The composition of this record freight basket points to broad-based industrial activity. Traffic in fertilizers, pig iron and finished steel rose by about 13 per cent, highlighting robust demand from agriculture support, construction and manufacturing segments. Iron ore loading recorded growth of 6.73 per cent, while cement volumes increased by 3.41 per cent, both of which are closely tied to infrastructure and real estate expansion. Coal, which remains the single largest commodity for Indian Railways, continued to provide a stable base load for power generation and industrial consumption, even as the network incrementally diversified its freight portfolio.

In value terms, freight transport has also contributed meaningfully to Railways’ financial performance. Up to February 2026, freight revenue stood at about ₹1.61 lakh crore, up from roughly ₹1.58 lakh crore in the same period a year earlier, reflecting growth of around 1.5 per cent. Earlier, Indian Seatrade and other platforms had reported that freight earnings in February alone were approximately ₹14,500 crore, supported by higher movement of coal, cement, foodgrains and fertilizers. While revenue growth has lagged volume growth due to competitive tariffs, concessions and commodity mix effects, the overall performance still strengthens the rail sector’s financial base and its capacity to invest in network upgrades.

Operationally, capacity augmentation and corridor development have been crucial enablers of this freight surge. The Dedicated Freight Corridor Corporation of India Limited (DFCCIL) has steadily ramped up train interchanges with Indian Railways, achieving a record 907 freight train interchanges on a single day on January 26, 2026, surpassing a previous high of 898 trains. This improved integration between the DFCs and the conventional network has enhanced throughput, decongested key routes and allowed faster, heavier freight trains to move more seamlessly across regions. Combined with operational measures such as longer rakes, higher axle loads, better timetable planning and digital monitoring, these interventions have boosted overall efficiency and capacity utilisation.

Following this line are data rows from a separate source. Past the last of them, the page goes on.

PR #518, opened 2026-04-24
Reduce size of cudaqx-dev image and make TensorRT dependency checking automatic

bmhowe23:
`CUDAQ_QEC_BUILD_TRT_DECODER` was a boolean option defaulting to ON, which meant a default build on a machine without TensorRT emitted a series of CMake errors unless the user explicitly disabled it.

Convert it to a tri-state CACHE STRING with values `AUTO / ON / OFF`
(default `AUTO`):

  - `AUTO`: probe for TensorRT; build the plugin if found, otherwise skip it silently with a single STATUS message explaining how to enable it.
  - `ON`  : probe for TensorRT; FATAL_ERROR if it cannot be found.
  - `OFF` : skip the plugin and do not probe for TensorRT.

Note: this should reduce the size of our cudaqx-dev image by >5GB.


wsttiger (approved):
All good!

PR #522, opened 2026-04-27
(qec): Tensor Network dependency cleanup

vedika-saravanan:
Trims imports and transitive deps along the tensor-network decoder path (e.g. drop CuPy, lazy 
  `opt_einsum`/cuQuantum, typing/import hygiene, dead code removal, small bootstrap fixes). No 
  intentional behavior change on the decoding path.

Followup planned PRs:

 • PR 1: Optimize and clean up Nico’s noise-learning change: API, tests, and baseline performance.
 • PR 2: Documentation updates.


.github/workflows/lib_qec.yaml
```diff
@@ -104,7 +104,7 @@ jobs:
           # Install the correct torch first.
           cuda_no_dot=$(echo ${{ matrix.cuda_version }} | sed 's/\.//')
           pip install torch==2.9.0 --index-url https://download.pytorch.org/whl/cu${cuda_no_dot}
-          pip install numpy pytest onnxscript cupy-cuda${{ steps.config.outputs.cuda_major }}x cuquantum-cu${{ steps.config.outputs.cuda_major }} quimb opt_einsum nvidia-cublas "cuquantum-python-cu${{ steps.config.outputs.cuda_major }}>=26.3.0"
```
kvmto, line 107: there is a cupy dependency still at line 214 :)
is that supposed to be there?

libs/qec/python/cudaq_qec/plugins/decoders/tensor_network_utils/contractors.py
```diff
@@ -5,65 +5,60 @@
...
+    return oe.contract(subscripts, *tensors, optimize=optimize)
 
 
-def contractor(subscripts: str,
-               tensors: list[Any],
-               optimize: str = "auto",
-               slicing: tuple = tuple(),
-               device_id: int = 0) -> Any:
+def oe_torch_contractor(subscripts: str,
+                        tensors: list[torch.Tensor],
```
kvmto: this could break if __future__. annotations is not there, works because stringified, shall we import proper torch typing?

libs/qec/python/cudaq_qec/plugins/decoders/tensor_network_utils/noise_models.py
```diff
@@ -5,16 +5,27 @@
...
+
+from typing import Any
+
 import numpy as np
+import numpy.typing as npt
+import torch
 from quimb import oset
 from quimb.tensor import TensorNetwork, Tensor
 
+from ..tensor_network_decoder import TensorNetworkDecoder
```
kvmto: this seems to create a circular import, I would try to test it.

libs/qec/python/cudaq_qec/plugins/decoders/tensor_network_utils/contractors.py
```diff
@@ -5,65 +5,60 @@
...
-        slicing (tuple, optional): Not supported in this implementation.
-            Defaults to empty tuple.
-        device_id (int, optional): Device ID for the contraction. Defaults to 0.
 
     Returns:
-        torch.Tensor: The contracted tensor.
+        Any: The contracted tensor.
     """
-    return torch.einsum(subscripts, *tensors)
+    import opt_einsum as oe
```
kvmto: can we have this outside?
It is a hard dependency and we use it in the whole file.

libs/qec/python/cudaq_qec/plugins/decoders/tensor_network_utils/contractors.py
```diff
@@ -104,6 +137,7 @@ def optimize_path(optimize: Any, output_inds: tuple[str, ...],
     Returns:
         tuple[Any, Any]: The contraction path and optimizer info.
     """
+    from cuquantum import tensornet as cutn
```
kvmto: There are 2 cuQuantum lazy imports in contractors.py. cutn_contractor's semmes more cosmetic. optimize_path's is broken since it always runs, regardless of which contractor the user picked. Please push it inside a "if is_cutn" branch and duck-type the type check so the isinstance doesn't itself trigger the import.

```def optimize_path(optimize, output_inds, tn):
    is_cutn = optimize is None or (
        type(optimize).__module__.startswith("cuquantum")
        and type(optimize).__name__ == "OptimizerOptions"
    )
    if is_cutn:
        from cuquantum import tensornet as cutn
        return cutn.contract_path(
            tn.get_equation(output_inds=output_inds),
            *tn.arrays,
            optimize=optimize,
        )
    ci = tn.contraction_info(output_inds=output_inds, optimize=optimize)
    return ci.path, ci
```

kvmto: welcome to hear you opinion as well here.
I just want things to break :)
(from experience)

libs/qec/python/cudaq_qec/plugins/decoders/tensor_network_utils/contractors.py
```diff
@@ -88,6 +84,43 @@ def cutn_contractor(subscripts: str,
     )
 
 
+_oe_expr_cache: dict[tuple, Any] = {}
```
kvmto: wondering if this can explode in terms of memory. I would make a small estimate

libs/qec/python/cudaq_qec/plugins/decoders/tensor_network_utils/contractors.py
```diff
@@ -133,13 +167,19 @@ class ContractorConfig:
...
+        ("oe_torch_compiled", "torch", "cuda"),
         ("cutensornet", "numpy", "cuda"),
         ("cutensornet", "torch", "cuda"),
     )
     _allowed_backends: ClassVar[list[str]] = ["numpy", "torch"]
     _contractors: ClassVar[dict[str, Callable]] = {
         "numpy": contractor,
         "torch": contractor,
+        "oe_torch": oe_torch_contractor,
+        "oe_torch_compiled": oe_torch_compiled_contractor,
```
kvmto: Are these reachable?

libs/qec/python/cudaq_qec/plugins/decoders/tensor_network_utils/noise_models.py
```diff
@@ -100,3 +111,305 @@ def error_pairs_noise_model(
...
+                device=dev,
+            )
+        else:
+            self._observable_flips = value.bool().to(dev)
+        self.obs_idx_true = torch.where(self._observable_flips)[0]
+        self.obs_idx_false = torch.where(~self._observable_flips)[0]
+
+    # -- noise model rebuild ---------------------------------------------------
+
+    def _rebuild_noise_from_params(self) -> None:
```
kvmto: _rebuild_noise_from_params uses positional iteration (enumerate(self.noise_model.tensors)) and assumes that tensor i holds open index error_inds[i]. 

That holds for the factory-built TN today, but it's an unwritten invariant: any user passing a hand-built TensorNetwork, any future change in quimb's internal tensor ordering, or any reordering of error_inds after construction will silently misalign _noise_probs with the tensors they're supposed to drive, gradients flow to the wrong probabilities and the loss still goes down. 

NMOptimizerCompiled already does the right thing by keying off t.inds[0]. please apply the same pattern in the parent class (lookup via noise_model.ind_map[ei] or a precomputed error_index --> tensor dict in __init__).


tldr: we need tests :)

libs/qec/python/cudaq_qec/plugins/decoders/tensor_network_utils/noise_models.py
```diff
@@ -100,3 +111,305 @@ def error_pairs_noise_model(
             tags=oset([etag]),
         ))
     return TensorNetwork(tensors)
+
+
+class NMOptimizer(TensorNetworkDecoder):
```
kvmto: Please check the logic of this class, we need to write proper tests everywhere

kvmto (commented):
Thanks Vedika, looks pretty good! :)
Very appreciated!
I have some small concerns here and there and questions regarding the new big class `NMOptimizer`. I would double check the logic.
let's have a discussion :)
I am not sure if this helps or was the purpose of the PR, but merging this could introduce a faulty new feature

.github/workflows/lib_qec.yaml
vedika-saravanan: fixed in https://github.com/NVIDIA/cudaqx/pull/522/changes/b7100ab7ba4c6f3ceeb309f26fe1ef6dddb531e1

libs/qec/python/cudaq_qec/plugins/decoders/tensor_network_utils/contractors.py
vedika-saravanan: fixed in https://github.com/NVIDIA/cudaqx/pull/522/changes/b7100ab7ba4c6f3ceeb309f26fe1ef6dddb531e1

libs/qec/python/cudaq_qec/plugins/decoders/tensor_network_utils/contractors.py
vedika-saravanan: fixed in https://github.com/NVIDIA/cudaqx/pull/522/changes/b7100ab7ba4c6f3ceeb309f26fe1ef6dddb531e1

libs/qec/python/cudaq_qec/plugins/decoders/tensor_network_utils/contractors.py
vedika-saravanan: I agree with you Kevin. fixed in https://github.com/NVIDIA/cudaqx/pull/522/changes/b7100ab7ba4c6f3ceeb309f26fe1ef6dddb531e1

vedika-saravanan:
> Thanks Vedika, looks pretty good! :) Very appreciated! I have some small concerns here and there and questions regarding the new big class `NMOptimizer`. I would double check the logic. let's have a discussion :) I am not sure if this helps or was the purpose of the PR, but merging this could introduce a faulty new feature

Thanks, @kvmto, for the detailed review! To clarify the intent of this PR, the goal here is to import Nico's existing noise learning implementation and do a small dependency/import cleanup, so that follow-up PRs can focus purely on functional changes and are easier to review. I have addressed comments 1, 2, 4, and 5 in commit https://github.com/NVIDIA/cudaqx/commit/b7100ab7ba4c6f3ceeb309f26fe1ef6dddb531e1.

The logic of NMOptimizer, circular import concern and the positional iteration concern in _rebuild_noise_from_params are on my radar. I have a follow-up PR roadmap that covers logic review, the DEM bridge, and proper tests. Keeping this PR scoped to cleanup makes it easier to diff what's actually new in each subsequent PR.

Happy to discuss the roadmap if that helps give more context!

kvmto:
> > Thanks Vedika, looks pretty good! :) Very appreciated! I have some small concerns here and there and questions regarding the new big class `NMOptimizer`. I would double check the logic. let's have a discussion :) I am not sure if this helps or was the purpose of the PR, but merging this could introduce a faulty new feature
> 
> Thanks, @kvmto, for the detailed review! To clarify the intent of this PR, the goal here is to import Nico's existing noise learning implementation and do a small dependency/import cleanup, so that follow-up PRs can focus purely on functional changes and are easier to review. I have addressed comments 1, 2, 4, and 5 in commit [b7100ab](https://github.com/NVIDIA/cudaqx/commit/b7100ab7ba4c6f3ceeb309f26fe1ef6dddb531e1).
> 
> The logic of NMOptimizer, circular import concern and the positional iteration concern in _rebuild_noise_from_params are on my radar. I have a follow-up PR roadmap that covers logic review, the DEM bridge, and proper tests. Keeping this PR scoped to cleanup makes it easier to diff what's actually new in each subsequent PR.
> 
> Happy to discuss the roadmap if that helps give more context!

Hi @vedika-saravanan thanks a lot for the quick addressing!
How do you plan to address the last comments? :)
PR to this PR?

bmhowe23:
It would be a good idea to run this PR through the "Build wheels" job. In fact, we could hook that up to the regular per-PR if that would make things easier.

libs/qec/python/cudaq_qec/plugins/decoders/tensor_network_utils/contractors.py
```diff
@@ -5,65 +5,60 @@
...
+from torch import Tensor
 from quimb.tensor import TensorNetwork
 
 
-def einsum_torch(subscripts: str,
-                 tensors: list[torch.Tensor],
-                 optimize: str = "auto",
-                 slicing: tuple = tuple(),
-                 device_id: int = 0) -> Any:
+def contractor(subscripts: str,
```
bmhowe23, line 18: Just confirming based on offline discussion: we're removing `einsum_torch` because it is not used, and GitHub is making the diffs appear more confusing than necessary.

vedika-saravanan:
> It would be a good idea to run this PR through the "Build wheels" job. In fact, we could hook that up to the regular per-PR if that would make things easier.

I have started build wheel test: https://github.com/NVIDIA/cudaqx/actions/runs/25079912031
I will create a separate PR to add it to regular PR check.

vedika-saravanan:
> > > Thanks Vedika, looks pretty good! :) Very appreciated! I have some small concerns here and there and questions regarding the new big class `NMOptimizer`. I would double check the logic. let's have a discussion :) I am not sure if this helps or was the purpose of the PR, but merging this could introduce a faulty new feature
> > 
> > 
> > Thanks, @kvmto, for the detailed review! To clarify the intent of this PR, the goal here is to import Nico's existing noise learning implementation and do a small dependency/import cleanup, so that follow-up PRs can focus purely on functional changes and are easier to review. I have addressed comments 1, 2, 4, and 5 in commit [b7100ab](https://github.com/NVIDIA/cudaqx/commit/b7100ab7ba4c6f3ceeb309f26fe1ef6dddb531e1).
> > The logic of NMOptimizer, circular import concern and the positional iteration concern in _rebuild_noise_from_params are on my radar. I have a follow-up PR roadmap that covers logic review, the DEM bridge, and proper tests. Keeping this PR scoped to cleanup makes it easier to diff what's actually new in each subsequent PR.
> > Happy to discuss the roadmap if that helps give more context!
> 
> Hi @vedika-saravanan thanks a lot for the quick addressing! How do you plan to address the last comments? :) PR to this PR?

Hi @kvmto, I have removed the new class objects, this PR only contains dependency cleanup. Once this gets approved and merged to main, I will work on checking and optimizing the logic for Noise Learning.

kvmto:
LGTM on the reworked scope, much smaller and easier to reason about. :)
The cuQuantum import in `optimize_path` is now correctly gated by the duck-typed module check, the workflow leftovers are cleaned up consistently, and pulling `NMOptimizer` out into a follow-up is the right call. A separate PR can help.

A few small things below, one clarifying question and three line-level nits. Nothing here blocks merge.

1. was the plugin loader actually working on `main`?

The rename in `cudaq_qec/__init__.py` looks like it might be a real bug fix, not just a refactor:

```python
# pre-PR
from .plugins import decoders, codes
...
for finder, name, ispkg in iter_namespace(plugins.decoders):  # `plugins` not bound locally
    ...
```
`from .plugins import decoders, codes` only binds `decoders` and `codes` to the local namespace , `plugins` is never bound. And `cudaq_qec/plugins/` is a PEP 420 implicit namespace package (no `__init__.py`), so there's no implicit re-export either. That for-loop should have been raising `NameError` at import time on `main`.

Could you double-check with a quick sanity test against a stock wheel from `main` like:

```bash
python -c "import cudaq_qec; print(cudaq_qec.qecrt.get_available_decoders())"
```
to confirm the auto-loader was actually doing its job before this PR? 
If it wasn't, this fix is also turning on a previously-dead code path, and I'd want to be sure that doesn't have side effects (previously-unloaded plugins now registering, decoder-name collisions, etc.). 


2. Duplicate import in `test_tensor_network_decoder.py:23-25` :)

3. `import torch` at the top of `test_tensor_network_decoder.py:13`
Pre-PR, this file never imported torch at module top (the CuPy check was lazy inside `is_nvidia_gpu_available`). Now if anyone runs the qec test suite without the `[tensor_network_decoder]` extras, the file fails to collect instead of skipping cleanly. 

4. Stale docstring in `tensor_network_decoder.py:481`
`cutn` is no longer imported in this file (the lazy `from cuquantum.tensornet import OptimizerOptions` was removed). Suggest `cuquantum.tensornet.OptimizerOptions` for consistency with the second line.


Everything else like positional iteration in `_rebuild_noise_from_params`, the `NMOptimizer` circular-import, per-step path search in the trainer's forward pass, lack of tests for the trainer belongs on the follow-up :)
Good job!

kvmto (commented):
quick check into the big comment

vedika-saravanan:
@kvmto , thanks for the detailed feedback, 

> 1. was the plugin loader actually working on main?

On main, the loader path is broken, plugins aren’t bound, so it would hit a NameError before loading anything. I verified this with a quick script: main fails namespace iteration, while this branch correctly enumerates decoders/codes. So, there wasn’t a working autoloader before, this change enables it. In a sanity test, only expected in-tree plugins were registered, with no unexpected side effects or collisions. Optionally, we could add a lightweight stdlib-only smoke check in CI for regression coverage (happy to follow up if useful).

> 2. Duplicate import in test_tensor_network_decoder.py:23-25 :)

Fixed in https://github.com/NVIDIA/cudaqx/pull/522/commits/21b210039c0c0a39eab78cb29f434417247ce347

> 3. import torch at the top of test_tensor_network_decoder.py:13

Replaced top-level import torch with pytest.importorskip("torch", ...) so missing optional deps skip this file cleanly instead of failing collection, when torch is present it’s equivalent to import torch. Fixed in https://github.com/NVIDIA/cudaqx/pull/522/commits/21b210039c0c0a39eab78cb29f434417247ce347

> 4. Stale docstring in tensor_network_decoder.py:481

Fixed in https://github.com/NVIDIA/cudaqx/pull/522/commits/21b210039c0c0a39eab78cb29f434417247ce347

bmhowe23:
> On main, the loader path is broken, plugins aren’t bound, so it would hit a NameError before loading anything.

Could you please elaborate on this? It doesn't seem to be broken for me. I added the following code to confirm, and it is working as expected for me (on `main`). That is - I did not see any "failed to import" messages once I had the proper dependencies installed.

```python
for finder, name, ispkg in iter_namespace(plugins.decoders):
    try:
        importlib.import_module(name)
        print(f'{name} imported successfully')
    except (ModuleNotFoundError, ImportError) as e:
        print(f'failed to import {name}, {e}')
        pass
```

vedika-saravanan:
> > On main, the loader path is broken, plugins aren’t bound, so it would hit a NameError before loading anything.
> 
> Could you please elaborate on this? It doesn't seem to be broken for me. I added the following code to confirm, and it is working as expected for me (on `main`). That is - I did not see any "failed to import" messages once I had the proper dependencies installed.
> 
> ```python
> for finder, name, ispkg in iter_namespace(plugins.decoders):
>     try:
>         importlib.import_module(name)
>         print(f'{name} imported successfully')
>     except (ModuleNotFoundError, ImportError) as e:
>         print(f'failed to import {name}, {e}')
>         pass
> ```

To followup on this, I think we're both correct here at different levels.

Runtime you're right. import cudaq_qec on main doesn't NameError; the loader runs. from .plugins import decoders, codes cause cudaq_qec.plugins to be attached to cudaq_qec as a side effect ([docs](https://docs.python.org/3/reference/import.html#submodules)), and since __init__.py's globals are cudaq_qec.__dict__, plugins resolve at runtime.

Source-level, the line still reads like a bug, which is why @kvmto flagged it the same way and why Ruff (F821) and Pyright report plugins as undefined here. So, the rename to iter_namespace(decoders) / iter_namespace(codes) is best read same runtime behavior, but using the names the from-import actually binds.

bmhowe23:
> Source-level, the line still reads like a bug, which is why @kvmto flagged it the same way ...

Kevin's comment
> this fix is also turning on a previously-dead code path, and I'd want to be sure that doesn't have side effects (previously-unloaded plugins now registering, decoder-name collisions, etc.).

OK, I think based on your comments and my experiment, we don't have to worry about side effects here because this it was actually working on `main` before, and this just makes it more clear. Thanks!

bmhowe23 (approved):

PR #523, opened 2026-04-29
[CUDRR1FA-393] Remove usage of CUDA-Q library mode

tlshannon:
Remove set(CUDAQ_LIBRARY_MODE ON).  Also need to remove find_package(CUDAQ) because this calls enable_language(CUDAQ), which associates all .cpp/.cxx files with the CUDAQ compiler instead of CXX.  Import specific CUDAQ targets instead.


boschmitt (approved):
LGTM

bmhowe23 (approved):

PR #524, opened 2026-04-30
[CUDRR1FA-374] Extend `trt_decoder` with global decoder chaining

bmhowe23:
Add a "predecoder" execution mode to the TensorRT decoder so it can be chained with a second decoder (e.g. PyMatching) and return logical-frame observables directly. The TRT model is assumed to emit a single output that concatenates [pre_L (num_observables entries), residual_dets (rest)].

New constructor parameters:
- "batch_size": required when the ONNX model has a dynamic batch dim. Used to size the optimization profile and pre-allocate I/O buffers.
- "global_decoder" + "global_decoder_params": optional decoder name and params for a follow-up decoder run on the residual_dets portion of the TRT output. Created with the same H passed to trt_decoder.
- "O": observables matrix (num_observables x block_size). Enables decode()/decode_batch() to return the predicted logical frame. Number of observables is inferred from O.shape()[0].

```
Decode behavior matrix:
- no global_decoder, no O   -> raw TRT output (unchanged).
- no global_decoder, O      -> return the pre_L prefix only.
- global_decoder, no O      -> entire output -> global_decoder.result.
- global_decoder, O         -> residual -> global_decoder; return
                               pre_L XOR global_decoder.logical_frame.
```

Other changes:
- Dynamic batch support: setInputShape per call when the model's batch dim is -1; ONNX builder now installs a min/opt/max optimization profile when "batch_size" is provided.
- Split decode_batch into a typed decode_batch_impl<float|uint8_t> for cleaner dtype dispatch (engine I/O dtypes float32 / uint8 unchanged).


test_surface_code_trt.py
```diff
@@ -0,0 +1,91 @@
+# ============================================================================ #
+# Copyright (c) 2026 NVIDIA Corporation & Affiliates.                          #
+# All rights reserved.                                                         #
+#                                                                              #
+# This source code and the accompanying materials are made available under     #
+# the terms of the Apache License 2.0 which accompanies this distribution.     #
+# ============================================================================ #
+
+# This is a draft test script that should be improved and run by the CI (where possible).
```
bmhowe23: This test needs to be moved to a valid spot, fetch real data from somewhere, and made more thorough.

wsttiger: Replaced by test_trt_decoder_composite.cpp

wsttiger (approved):
We've discussed this exhaustively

Looking ahead, projections suggest that freight volumes could continue to climb, with estimates indicating a potential increase to around 1,765 mt in FY27 if current trends hold. This anticipated growth is expected to be driven by ongoing infrastructure spending, rising steel and cement demand, and continued emphasis on rail-based evacuation of bulk commodities from mines, ports and industrial clusters. For India’s wider multimodal logistics ecosystem, the record FY26 performance of Indian Railways reinforces its position as the backbone of long-haul inland cargo movement, providing a lower-emission, cost-effective alternative to road transport and supporting the country’s transition towards more efficient and sustainable freight corridors.